[Opening EXCERPTED RECORDS section]

PR #897, opened 2026-02-03
Append witness script for P2WSH in `Plan::satisfy()`

### LINKED ISSUE #896: `Plan::satisfy()` does not append witnessScript for P2WSH descriptors
## Description

`Plan::satisfy()` does not append the witnessScript as the final witness stack item for `Wsh`/`WshSortedMulti` (and by extension `ShWsh`/`ShWshSortedMulti`) descriptor types. This produces an incomplete witness that fails validation with "Witness program hash mismatch".

Per BIP 141, a P2WSH witness must be `[...satisfaction_items..., witnessScript]`.

## Expected behavior

`Descriptor::get_satisfaction()` handles this correctly — `Wsh::get_satisfaction()` explicitly appends `self.inner_script()` to the witness stack before returning.

`Plan::satisfy()` should do the same for `Wsh`/`WshSortedMulti`/`ShWsh`/`ShWshSortedMulti`.

## Actual behavior

`Plan::satisfy()` groups `Wsh` and `WshSortedMulti` together with `Wpkh` and `Tr`, returning only the raw satisfaction items without appending the witnessScript. `Wpkh` and `Tr` don't need a trailing script, but `Wsh` and `WshSortedMulti` do.

Similarly, the `ShWsh`/`ShWshSortedMulti` arm returns the correct P2SH scriptSig but is also missing the witnessScript in the stack.

Broadcasting the resulting transaction fails with "Witness program hash mismatch".

## Workaround

After calling `plan.satisfy()`, append the witnessScript from the PSBT input (which is correctly populated by `plan.update_psbt_input()`).

## Version

`miniscript 13.0.0`

evanlinjin:
Fix Plan::satisfy() to correctly append the witnessScript as the final witness stack element for P2WSH descriptor types (Wsh, WshSortedMulti, ShWsh, ShWshSortedMulti).

Previously, these types were incorrectly grouped with Wpkh and Tr, which don't require a trailing witness script. This caused transactions built using Plan::satisfy() to fail validation with "Witness program hash mismatch" when broadcast.

The fix separates the descriptor type handling:
- Wpkh/Tr: return stack as-is (no witness script needed)
- Wsh/WshSortedMulti: append witness script, empty script_sig
- ShWpkh: return stack with unsigned_script_sig (no witness script)
- ShWsh/ShWshSortedMulti: append witness script and unsigned_script_sig

Closes #896

### DIFF
--- a/bitcoind-tests/tests/test_desc.rs
+++ b/bitcoind-tests/tests/test_desc.rs
@@ -5,6 +5,7 @@
 //!
 
 use std::collections::BTreeMap;
+use std::str::FromStr;
 use std::{error, fmt};
 
 use actual_rand as rand;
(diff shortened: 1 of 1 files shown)


evanlinjin:
The other option is to update `Plan::satisfy` docs to mention that `witnessScript` will not be pushed to the witness stack. However, I don't think that makes any sense.

bitcoind-tests/tests/setup/test_util.rs
```diff
@@ -25,8 +25,7 @@ use bitcoin::hex::DisplayHex;
 use bitcoin::secp256k1;
 use miniscript::descriptor::{SinglePub, SinglePubKey};
 use miniscript::{
-    bitcoin, hash256, Descriptor, DescriptorPublicKey, Error, Miniscript, ScriptContext,
-    Translator,
+    bitcoin, hash256, Descriptor, DescriptorPublicKey, Error, Miniscript, ScriptContext, Translator,
```
tcharding: nit: If you feel like it can you throw a patch at the front of this PR that runs the formatter in `bitcoind-tests` please mate so that these fromatting changes aren't mixed in with your changes.

bitcoind-tests/tests/test_desc.rs
```diff
@@ -419,3 +424,160 @@ fn test_satisfy() {
     let cl = &setup::setup().client;
     test_descs(cl, &testdata);
 }
+
+/// Test that Plan::satisfy() correctly constructs witness for P2WSH descriptors.
+/// This is a regression test for https://github.com/rust-bitcoin/rust-miniscript/issues/896
```
tcharding: I rekon we can trim a bit more LLM noise out of this patch. I see no value in these comments.

tcharding:
Thanks @evanlinjin. I did a more thorough read of the test code. Its not perfect but I retract my statement that there is just too much test code. Thanks for iterating.

My review doesn't hold too much weight in this repo but FWIW this LGTM.

One nit: can we format with the nightly toolchain like we do for the rest of the repo?

Reviewed: 026943a2617dbce9742e085ed150b024bd8a2940

tcharding (approved):
ACK 871e953f6ea193d0b927c42a11d3f72a9ff296a3

apoelstra (approved):
ACK 871e953f6ea193d0b927c42a11d3f72a9ff296a3; successfully ran local tests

[Closing EXCERPTED RECORDS section]

WORK INSTRUCTION :: Could every entry be given again exactly, with no line skipped?

TASK RESULT ::
PR #897, opened 2026-02-03
Append witness script for P2WSH in `Plan::satisfy()`

### LINKED ISSUE #896: `Plan::satisfy()` does not append witnessScript for P2WSH descriptors
## Description

`Plan::satisfy()` does not append the witnessScript as the final witness stack item for `Wsh`/`WshSortedMulti` (and by extension `ShWsh`/`ShWshSortedMulti`) descriptor types. This produces an incomplete witness that fails validation with "Witness program hash mismatch".

Per BIP 141, a P2WSH witness must be `[...satisfaction_items..., witnessScript]`.

## Expected behavior

`Descriptor::get_satisfaction()` handles this correctly — `Wsh::get_satisfaction()` explicitly appends `self.inner_script()` to the witness stack before returning.

`Plan::satisfy()` should do the same for `Wsh`/`WshSortedMulti`/`ShWsh`/`ShWshSortedMulti`.

## Actual behavior

`Plan::satisfy()` groups `Wsh` and `WshSortedMulti` together with `Wpkh` and `Tr`, returning only the raw satisfaction items without appending the witnessScript. `Wpkh` and `Tr` don't need a trailing script, but `Wsh` and `WshSortedMulti` do.

Similarly, the `ShWsh`/`ShWshSortedMulti` arm returns the correct P2SH scriptSig but is also missing the witnessScript in the stack.

Broadcasting the resulting transaction fails with "Witness program hash mismatch".

## Workaround

After calling `plan.satisfy()`, append the witnessScript from the PSBT input (which is correctly populated by `plan.update_psbt_input()`).

## Version

`miniscript 13.0.0`

evanlinjin:
Fix Plan::satisfy() to correctly append the witnessScript as the final witness stack element for P2WSH descriptor types (Wsh, WshSortedMulti, ShWsh, ShWshSortedMulti).

Previously, these types were incorrectly grouped with Wpkh and Tr, which don't require a trailing witness script. This caused transactions built using Plan::satisfy() to fail validation with "Witness program hash mismatch" when broadcast.

The fix separates the descriptor type handling:
- Wpkh/Tr: return stack as-is (no witness script needed)
- Wsh/WshSortedMulti: append witness script, empty script_sig
- ShWpkh: return stack with unsigned_script_sig (no witness script)
- ShWsh/ShWshSortedMulti: append witness script and unsigned_script_sig

Closes #896

### DIFF
--- a/bitcoind-tests/tests/test_desc.rs
+++ b/bitcoind-tests/tests/test_desc.rs
@@ -5,6 +5,7 @@
 //!
 
 use std::collections::BTreeMap;
+use std::str::FromStr;
 use std::{error, fmt};
 
 use actual_rand as rand;
(diff shortened: 1 of 1 files shown)


evanlinjin:
The other option is to update `Plan::satisfy` docs to mention that `witnessScript` will not be pushed to the witness stack. However, I don't think that makes any sense.

bitcoind-tests/tests/setup/test_util.rs
```diff
@@ -25,8 +25,7 @@ use bitcoin::hex::DisplayHex;
 use bitcoin::secp256k1;
 use miniscript::descriptor::{SinglePub, SinglePubKey};
 use miniscript::{
-    bitcoin, hash256, Descriptor, DescriptorPublicKey, Error, Miniscript, ScriptContext,
-    Translator,
+    bitcoin, hash256, Descriptor, DescriptorPublicKey, Error, Miniscript, ScriptContext, Translator,
```
tcharding: nit: If you feel like it can you throw a patch at the front of this PR that runs the formatter in `bitcoind-tests` please mate so that these fromatting changes aren't mixed in with your changes.

bitcoind-tests/tests/test_desc.rs
```diff
@@ -419,3 +424,160 @@ fn test_satisfy() {
     let cl = &setup::setup().client;
     test_descs(cl, &testdata);
 }
+
+/// Test that Plan::satisfy() correctly constructs witness for P2WSH descriptors.
+/// This is a regression test for https://github.com/rust-bitcoin/rust-miniscript/issues/896
```
tcharding: I rekon we can trim a bit more LLM noise out of this patch. I see no value in these comments.

tcharding:
Thanks @evanlinjin. I did a more thorough read of the test code. Its not perfect but I retract my statement that there is just too much test code. Thanks for iterating.

My review doesn't hold too much weight in this repo but FWIW this LGTM.

One nit: can we format with the nightly toolchain like we do for the rest of the repo?

Reviewed: 026943a2617dbce9742e085ed150b024bd8a2940

tcharding (approved):
ACK 871e953f6ea193d0b927c42a11d3f72a9ff296a3

apoelstra (approved):
ACK 871e953f6ea193d0b927c42a11d3f72a9ff296a3; successfully ran local tests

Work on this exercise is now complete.